• Your goal: This exercise calls for every record to be set down exactly.

Saved entries:
PR #1821, opened 2019-04-14
Implement a SpanningTree distribution

fritzo:
Addresses #1824 

This implements a sampler, log_prob evaluator, and enumerator for random spanning trees.

The motivating application is sampling latent structures in models like [TreeCat](https://github.com/posterior/treecat). The sampler in this PR was forked from TreeCat's [numba-based sampler](https://github.com/posterior/treecat/blob/0.1.10/treecat/structure.py#L365).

• Reply to the task:
PR #1821, opened 2019-04-14
Implement a SpanningTree distribution

fritzo:
Addresses #1824 

This implements a sampler, log_prob evaluator, and enumerator for random spanning trees.

The motivating application is sampling latent structures in models like [TreeCat](https://github.com/posterior/treecat). The sampler in this PR was forked from TreeCat's [numba-based sampler](https://github.com/posterior/treecat/blob/0.1.10/treecat/structure.py#L365).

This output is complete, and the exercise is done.